In the Bible, an impressive silence surrounds the life of Mary. In the gospels, it appears incidentally and disappears immediately. The first two chapters tell us about her. But even here Mary appears as a candelabra: the important thing is the light—the Child.
Later, in the gospels, she appears and disappears like a wandering star, as if she was ashamed to appear: in the temple, when the Child is lost (Luke 2:41-50), in Cana (Jn 2:1-12), in Capernaum (Mark 3,3135), on Calvary (Jn 19,25-28), in the Cenacle, presiding over the group of the Twelve, in prayer (Heb 1,14). In these last three presentations, not a single word is uttered
Outside of these fugitive apparitions, the Bible does not speak anything else about Mary. The rest is silence. Only God is important. Mary is transparent and remains silent.
It was like those big, clean and transparent glasses. We are in a room, sitting in an armchair, contemplating various scenes and beautiful landscapes: people walk down the street, trees, birds, beautiful panoramas, stars at night. We are excited by so much beauty. But to whom do we owe all that? Who realizes the presence and function of glass? If instead of glass there was a wall, would we see those wonders? That glass is so humble that a magnificent panorama shines through, and it remains silent.
Exactly that was Mary.
She was a woman so poor and so clean (like glass), so selfless and so humble, who made us present, made clear to us the Total Mystery of God and his Salvation, and she remained silent, barely anyone noticed her presence in the Bible.
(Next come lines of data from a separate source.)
PR #804, opened 2016-07-07
ncm-spma: spma-run: Lock use reporter instance for reporting

stdweird:
Depends on https://github.com/quattor/CAF/pull/173


jouvin:
@stdweird looks as a trivial change, why assign it to 16.8. Seems as something that should help debugging, is not it?

jrha:
It is trivial, but sometimes trivial changes have big consequences, but LGTM.

jouvin:
:-) I wanted to say that I had the feeling it should be easy to validate that it works!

Sailing in the sea of anonymity, lost in the night of silence, always at the foot of sacrifice and hope, the figure of the Mother is not a finished personality with its own contours.
This is Mary’s destiny. Better, María has no destiny, nor does she have a configured figure. It is always adorned with the figure of the Son. Always says in regard to Someone. She is always left behind. The Mother was a “captivating silence,” as Von le Fort says.
Mary was that Mother who silently lost herself in the Son.
Taken from the section: “Place of origin” of Chapter III of the Book “The Silence of Mary” by Father Ignacio Larrañaga.